Prompt » Look below for lines that hold the string "ships" and copy each one.

Exercise data »
PR #3828, opened 2026-09-03
feat(server,meroctl,client): make delegated execution reachable, grantable and discoverable

chefsale:
## Description

Delegated authorship shipped complete on the wire — a warrant, two signature domains, a nonce ledger, a capability enforced at the API and again at the cut. It was unusable for the callers it exists for, and none of the reasons were protocol reasons.

**Nothing could grant the capability.** `CAN_AUTHOR_ON_BEHALF` is implied by neither membership nor admin and is not propagated by the subgroup cascade, so every group is authorship-closed by default. But `meroctl group members set-capabilities` had no flag for it — the feature could be enforced and never enabled. `check-access` also omitted the row, so an operator could not even see it. (The mask is *replaced*, not merged; re-pass any flag the member already holds.)

**The client could not learn what to sign.** Every input to a warrant is something the author already holds except `executor`, which names the *relay's* account — a content address no client can derive — and whether that relay may act in this context, a capability row no client can read. New `GET /admin-api/contexts/:context_id/intents` answers both, on the path the intent will be presented to:

```json
{ "data": { "executorAccount": "…", "canAuthorOnBehalf": true, "groupId": "…" } }
```

`canAuthorOnBehalf: false` comes back as an *answer*, not an error, because it is the default state of every context: a client reads it to say "ask an admin of `groupId`" instead of presenting a warrant that will be refused. Asking before signing is the point — minting a warrant spends a nonce from a monotonic per-device sequence, and one naming the wrong executor is unspendable.

**And the endpoint was closed to exactly the callers it exists for.** `POST .../intents` sits on the guarded admin API. For a member using their own node that is right and free. For a browser tab or an agent holding one signing key it is fatal: they have no relationship with the relay and so no credential on it — the [known gap](docs/src/content/docs/protocol/direct-admission.mdx) the direct-admission docs record. So `server.admin.public_intents` (`merod init --public-intents`) serves those two routes, and nothing else, without a node credential — because they are the two that carry their own:

- the warrant is signed by the author's device key and commits to this context, this method and these exact arguments;
- it is refused unless unexpired, its nonce unspent, and the relay holds `CAN_AUTHOR_ON_BEHALF` — all before anything is executed or published;
- the delta is attributed to the author, and every peer re-checks both signature layers and re-authorizes at the cut.

A node token proves none of that, and none of that needs one.

**Off by default**, and the docs are explicit that it is the gate only under embedded auth: under the default proxy mode the node installs no guard on either router (`with_optional_auth` returns the router unchanged when there is no auth service), so the setting alone neither opens nor closes the path, and a deployment must drive it and its ingress exemption from one source of truth. The drift is silent in the unsafe direction — which is why mero-tee's node image derives both from a single Ansible variable.

### `meroctl context intent` was broken for the same case (`5b208294`)

Found while wiring the fleet relay. The command took the warrant's `executor` from `GET admin-api/identity`, which is wrong twice over:

- **It is guarded**, so it needs a credential on the relay — and on the credential-free relay this feature exists for, the one call the command made to prepare its warrant was the one call it could not make.
- **An identity read does not report the grant.** So the command signed, spent `--nonce`, and learned otherwise from the refusal. Peers refuse a repeat, so the next attempt must pick a higher number and the gap never closes.

Both facts now come from the descriptor via a new `Client::get_intent_relay`, and the command refuses *before* signing when the grant is missing — printing the `set-capabilities` line to hand an admin, with the group and account filled in. `get_node_identity` keeps its other caller (`meroctl account show`).

### Granting at fleet scale (`def24841`)

The per-node grant is the obvious reading of this PR and it does not scale: a namespace admitting TEE nodes continuously would need one admin-signed op per admission. The group's **default-capability mask** already answers that, and two tests in `crates/governance-store/src/warrant_gate.rs` pin it — set the mask once on the namespace and every non-admin member admitted afterwards inherits it, with no per-node op.

Both assert through `account_may_author` (the function `POST .../intents` and the descriptor both call) rather than reading the capability row, since a row the gate does not read would prove nothing. Admission runs through `MembershipPolicy::admit_member_if_absent` — the call both TEE-attestation apply handlers make — rather than the `add_member` it currently delegates to, so a refactor that stops routing admission through `add_member` fails the test instead of passing while production regresses. The second test is the control: without it the first would pass just as happily if admission granted authorship to every TEE node regardless of the default.

This also pins a topology nothing exercised before: a **read-only** TEE node relaying for someone else. That is coherent by design — every `is_read_only_for_context` call site passes a delta's *author*, never its executor — but it was previously true only by code reading.

### Breaking

`AdminConfig::new` now takes `(enabled, public_intents)` — **breaking for `calimero-server`**. One constructor rather than a defaulting one, because this flag decides whether a node exposes a write path to callers holding no credential on it, and a convenience default is how a relay ships with the posture nobody intended, in either direction. One call site in-tree (`merod init`).

## Test plan

```bash
cargo fmt --check
cargo clippy -p calimero-server -p calimero-server-primitives -p meroctl -p merod \
             -p calimero-client -p calimero-governance-store --all-targets -- -D warnings
cargo test -p calimero-server -p calimero-server-primitives -p meroctl \
           -p calimero-client -p calimero-governance-store
```

All green on this branch. Specifically:

- `route_manifest` — passes with the new `GET` row in `endpoints.json`.
- `wire_fixtures` — 13 fixtures including the new `contexts/intent_relay.res.json`, and the regenerate-clean step is a no-op (`94865968` fixed a hand-written fixture whose key order did not match the canonical writer's).
- `meroctl` capability-encoding tests — every flag maps to its own bit (now 8, each distinct), including `--can-author-on-behalf`.
- `calimero-governance-store` — 644 tests, including the two new default-capability tests. Verified by mutation: removing the `set_default_capabilities` call makes the positive one fail.
- `perform_intent`'s unit tests are unchanged and still cover the clock, wrong-context, wrong-args and wrong-method refusals.

**End-to-end coverage** is the paired mero-js PR's `delegated-intent` e2e, which asserts the new descriptor **either side of the grant** — `canAuthorOnBehalf: false` before `setMemberCapabilities`, `true` after — so the field is pinned to the capability rather than to a constant.

### ⚠️ What is NOT covered, stated plainly

**`server.admin.public_intents` has no test.** Grepping the repo for it returns only its implementation and doc comments. The flag whose whole purpose is admitting a caller with no credential is exercised by nothing, and that is a harness gap rather than something closable in this diff:

- the mero-js e2e authenticates in `beforeAll`, so every request carries a session;
- `apps/scaffolding-e2e/workflows/delegated-authorship.yml` opens with `type: login`, reads the relay account via `type: node_identity` (an authenticated admin read), and grants with `capabilities: 512` — a raw integer through the API, never `meroctl`;
- **no scenario anywhere runs `auth_mode: proxy` behind a reverse proxy** — 0 of 137 — which is the default mode, what every hosted node runs, and the only topology where the ingress exemption this flag pairs with exists.

Both suites also relay through the node that is *also* the namespace admin, whereas a fleet node is admitted `ReadOnlyTee` — so the non-admin-relay axis is untested end to end too.

Tracked in #3829 with a reproduction and resolution criteria. The cheapest path there is extending `scripts/e2e-auth-seam.sh`, which already drives raw HTTP and asserts exact status codes from a scenario that deliberately has no `login` step — in both directions, since a test asserting only "the intents routes answer" would pass against a node with no guard at all.

## Proof the blockers were real

- **Before:** `set-capabilities --help` listed seven flags, none setting bit 9 — no CLI invocation could produce a mask containing `CAN_AUTHOR_ON_BEHALF`, and `all_flags_or_together` asserted `count_ones() == 7`. The unit test encoded the gap as correct.
- **After:** `--can-author-on-behalf` is present, `each_flag_maps_to_its_own_bit` covers it, and the same test asserts `count_ones() == 8`.
- **Before:** `GET /admin-api/contexts/<ctx>/intents` → 404. A client had to compose the executor account from `/admin-api/identity` plus a group read it has no group id for and no credential to make.
- **After:** the route returns the descriptor, and the paired SDK e2e shows it flipping with the grant.
- **Before:** `meroctl context intent` read the executor from a guarded route and never checked the grant, so it spent a nonce to discover a refusal.
- **After:** it reads the descriptor and refuses before signing, naming the group and account in the grant command.

## Wire contract (SDK gate)

- [x] Regenerated wire fixtures — added `crates/server/primitives/fixtures/wire/contexts/intent_relay.res.json` plus its row. `IntentRelayApiResponseData` is a new DTO that three SDKs mirror by hand, and `executorAccount` is the one field whose value a client copies verbatim into a *signed* object: rename it and every relay client mints warrants naming nobody, surfacing as a 403 nowhere near the cause rather than as a decode error. The account and the group id are both 64 hex, so the fixture gives them deliberately different values.
- [x] Updated `crates/server/endpoints.json` — one added row, `GET /admin-api/contexts/{context_id}/intents`. Covered by the SDK e2e rather than baselined.
- [x] Linked the matching mero-js PR — below. Purely additive to `calimero-server-primitives` (two new response types); no existing DTO changed.

```
sdk-ref: claude/delegated-execution-rollout-3hlfmf
```

## Documentation update

- `docs/protocol/delegated-authorship.mdx` — how an admin grants the capability, the new discovery read and why it must be answerable *before* the grant exists, how to reach a relay you have no account on (including the embedded-vs-proxy distinction, which is where the mistakes live), and that `meroctl context intent` now makes the read itself.
- `docs/protocol/direct-admission.mdx` — the known gap now records that the *write* half is answered while `/admit` is not, so the remaining work is named rather than implied.
- `CHANGELOG.md` — every addition plus the breaking constructor note.

## Rollout — please read before releasing

This is the core half of a four-repo change. The fleet side is blocked on a release carrying it:

- **mero-tee** pins `merodVersion` and now **fails the image build** when delegated execution is enabled without a merod that has `--public-intents`. It is on `0.11.0-rc.17`, so the relay image cannot be built until a release carries this. That gate is deliberate: without it the image builds, boots, joins namespaces and reports itself to the cloud, then a pre-feature merod ignores the unknown config key and 404s the discovery read — so the cloud advertises a relay that never answers, and it surfaces in someone's browser days later.
- Bumping `merodVersion` also crosses six breaking wire changes between rc.17 and rc.32, one of which (#3796, map entries value-first) does **not** announce itself. So the fleet takes one coordinated jump straight to the release carrying this, rather than paying that flag-day twice.

Paired PRs (branch `claude/delegated-execution-rollout-3hlfmf` in each): **mero-js** calimero-network/mero-js#135 (SDK: cloud client, relay client, `connectCloud`, the e2e above), **mdma** calimero-network/mdma#210 (relay discovery + the machine view), **mero-tee** calimero-network/mero-tee#244 (the fleet node as a relay).

### DIFF
--- a/CHANGELOG.md
+++ b/CHANGELOG.md
@@ -20,6 +20,15 @@
   everywhere, but no CLI could grant it, so delegated execution could not be
   turned on at all. Note the mask is replaced, not merged.
 
+- **`Client::get_intent_relay`** in `calimero-client`, and `meroctl context
+  intent` now uses it. The command previously took `executor` from
+  `GET admin-api/identity`, which needs a credential on the relay — so on the
+  relay the feature exists for, the credential-free one, it could not read it at
+  all — and which does not report the grant, so it signed and spent `--nonce`
+  before learning the write would be refused. It now reads both from the
+  descriptor and refuses beforehand when the grant is missing, naming the group
+  and the account in the `set-capabilities` command to ask an admin for.
+
 - **`server.admin.public_intents`** (and `merod init --public-intents`): serve
   the two delegated-execution routes above without a node credential. **Off by
   default.** It opens exactly those two and nothing else, because they carry
--- a/CHANGELOG.md
+++ b/CHANGELOG.md
@@ -2,6 +2,42 @@
 
 ## [Unreleased]
 
+### Added
+
+- **`GET admin-api/contexts/:context_id/intents`** — the relay descriptor a
+  keyholder needs *before* minting a warrant: `executorAccount` (whom the
+  warrant's `executor` must name), `canAuthorOnBehalf` (whether this node holds
+  the grant on the owning group) and `groupId` (whose admin grants it).
+  Both facts belong to the node, so a client could not compose them, and asking
+  after the fact is too late: minting a warrant spends a nonce from a monotonic
+  per-device sequence, and one naming the wrong executor is unspendable.
+  `canAuthorOnBehalf: false` is an answer rather than an error — it is the
+  default state of every context, since the capability is implied by neither
+  membership nor admin.
+
+- **`--can-author-on-behalf`** on `meroctl group members set-capabilities`, and
+  the same row in `check-access`. The capability existed and was enforced
+  everywhere, but no CLI could grant it, so delegated execution could not be
+  turned on at all. Note the mask is replaced, not merged.
+
+- **`server.admin.public_intents`** (and `merod init --public-intents`): serve
+  the two delegated-execution routes above without a node credential. **Off by
+  default.** It opens exactly those two and nothing else, because they carry
+  their own credential — the warrant commits to this context, method and
+  arguments, is single-use, and is refused before execution unless the node
+  holds `CAN_AUTHOR_ON_BEHALF`. A node token proves none of that, and requiring
+  one makes the feature unreachable for the callers it exists for: a browser
+  tab or an agent holding one signing key and no relationship with the relay.
+  This is the write half of the known gap recorded in
+  [direct admission](docs/src/content/docs/protocol/direct-admission.mdx);
+  `/admit` is still behind the guard.
+
+  **Breaking** for `calimero-server`: `AdminConfig::new` now takes
+  `(enabled, public_intents)`. One constructor rather than a defaulting one,
+  because this flag decides whether a node exposes a write path to callers
+  holding no credential on it, and a convenience default is how a relay ships
+  with the posture nobody intended — in either direction.
+
 ### Removed
 
 - **`upgradePolicy`** from the namespace and group-info responses (`GET
--- a/crates/client/src/client/contexts.rs
+++ b/crates/client/src/client/contexts.rs
@@ -4,7 +4,7 @@ use calimero_primitives::context::ContextId;
 use calimero_server_primitives::admin::{
     CreateContextRequest, CreateContextResponse, DeleteContextApiRequest, DeleteContextResponse,
     GetContextIdentitiesResponse, GetContextResponse, GetContextStorageResponse,
-    GetContextsResponse, PerformIntentApiRequest, PerformIntentApiResponse,
+    GetContextsResponse, IntentRelayApiResponse, PerformIntentApiRequest, PerformIntentApiResponse,
     ResyncContextApiRequest, ResyncContextApiResponse, SyncContextResponse,
     UpdateContextApplicationRequest, UpdateContextApplicationResponse,
 };
@@ -29,6 +29,23 @@ where
                 &format!("admin-api/contexts/{context_id}/application"),
                 request,
             )
+            .await?;
+        Ok(response)
+    }
+
+    /// Ask what this node would need to be named as, and whether it may act, before
+    /// minting a warrant for it.
+    ///
+    /// This is the read half of `perform_intent`, and it is a separate call from
+    /// `get_node_identity` for two reasons. It reports `canAuthorOnBehalf`, which
+    /// no identity read carries — and authorship is the default-off capability, so
+    /// the common answer is "no" and finding that out from a refusal costs the
+    /// author a nonce it cannot reuse. And it is readable without a credential on
+    /// this node, which is the whole point of a relay a keyholder has no account on.
+    pub async fn get_intent_relay(&self, context_id: &str) -> Result<IntentRelayApiResponse> {
+        let response = self
+            .connection
+            .get(&format!("admin-api/contexts/{context_id}/intents"))
             .await?;
         Ok(response)
     }
--- a/crates/governance-store/src/warrant_gate.rs
+++ b/crates/governance-store/src/warrant_gate.rs
@@ -365,6 +365,71 @@ mod tests {
         );
     }
 
+    /// A group's default capabilities reach an attested TEE node on admission,
+    /// so a fleet relay does not need a per-node grant.
+    ///
+    /// This is the ergonomic answer to "every fleet node lands
+    /// authorship-closed": set the mask once on the namespace and every
+    /// non-admin member admitted afterwards inherits it. It is asserted through
+    /// `account_may_author` rather than by reading the capability row, because
+    /// that function is what `POST .../intents` and the relay descriptor both
+    /// call — a row that the gate does not read would prove nothing.
+    ///
+    /// The role matters: `ReadOnlyTee` is read-only for its OWN writes, and the
+    /// read-only gate is only ever applied to a delta's author, never to its
+    /// executor. So a read-only TEE node relaying for someone else is coherent,
+    /// and this pins that it is also reachable.
+    #[test]
+    fn a_groups_default_capabilities_reach_an_admitted_tee_node() {
+        let w = seed(7);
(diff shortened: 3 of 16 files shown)


chefsale:
## Coverage note — correcting the test plan above

The test plan says end-to-end coverage is the paired mero-js `delegated-intent` e2e. That is true but incomplete in a way a reviewer should not have to discover, so stating it plainly:

**`server.admin.public_intents` has no test.** Grepping the repo for it returns only `crates/server/src/admin/service.rs` and `crates/merod/src/cli/init.rs` — implementation and doc comments. The flag whose whole purpose is admitting a caller with no credential is exercised by nothing.

That is not an oversight in the diff so much as a gap in the harness, and it is not currently closable here:

- The mero-js e2e authenticates in `beforeAll` (`await mero.authenticate({username, password})`), so every request in it carries a session.
- `apps/scaffolding-e2e/workflows/delegated-authorship.yml` opens with `type: login`, reads the relay's account via `type: node_identity` (an authenticated admin read), and grants the capability with `capabilities: 512` — a raw integer through the API, never `meroctl`. Each is a shortcut only an operator has.
- No scenario anywhere runs merod in `auth_mode: proxy` behind a reverse proxy — 0 of 137 — which is the default mode, what every hosted node runs, and the only topology where the ingress exemption this flag pairs with actually exists.

Filed as #3829 with the reproduction and resolution criteria. The cheapest path there is extending `scripts/e2e-auth-seam.sh`, which already drives raw HTTP and asserts exact status codes (its helper treats 401/403 as "the auth layer speaking") from a scenario that deliberately has no `login` step — so the pattern exists and just needs pointing at these two routes, in both directions: the intents routes answer without a credential **and** a neighbouring `/admin-api/contexts/...` route still refuses. A test asserting only the first half would pass against a node with no guard at all.

## What `def24841` adds

Two tests in `crates/governance-store/src/warrant_gate.rs`, on a different axis — how the capability gets granted at fleet scale:

- `a_groups_default_capabilities_reach_an_admitted_tee_node` — setting the group's default-capability mask to `CAN_AUTHOR_ON_BEHALF` means a node admitted afterwards as `ReadOnlyTee` can relay with **no per-node governance op**. This matters operationally: the per-node grant is the obvious reading of this PR and it does not scale, since a namespace admitting nodes continuously would need one admin-signed op per admission.
- `an_admitted_tee_node_is_closed_when_no_default_is_set` — the control. Without it the first test would pass just as happily if admission granted authorship to every TEE node regardless of the default, which is the failure it exists to rule out.

Both assert through `account_may_author`, the function `POST .../intents` and the descriptor both call, rather than reading the capability row — a row the gate does not read would prove nothing. Admission goes through `MembershipPolicy::admit_member_if_absent`, the call both TEE-attestation apply handlers make, rather than the `add_member` it currently delegates to, so a refactor that stops routing admission through `add_member` fails the test instead of passing while production regresses. Verified by mutation: removing the `set_default_capabilities` call makes the first test fail.

This also pins a topology nothing exercised before — a **read-only** TEE node relaying for someone else. That is coherent by design (every `is_read_only_for_context` call site passes a delta's *author*, never its executor) but it was previously only true by code reading. Note both suites above relay through the node that is also the namespace **admin**, whereas a fleet node is admitted `ReadOnlyTee`; the non-admin-relay axis is still untested end to end, and is noted in #3829.

---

Task answer »
`AdminConfig::new` now takes `(enabled, public_intents)` — **breaking for `calimero-server`**. One constructor rather than a defaulting one, because this flag decides whether a node exposes a write path to callers holding no credential on it, and a convenience default is how a relay ships with the posture nobody intended, in either direction. One call site in-tree (`merod init`).
+  holding no credential on it, and a convenience default is how a relay ships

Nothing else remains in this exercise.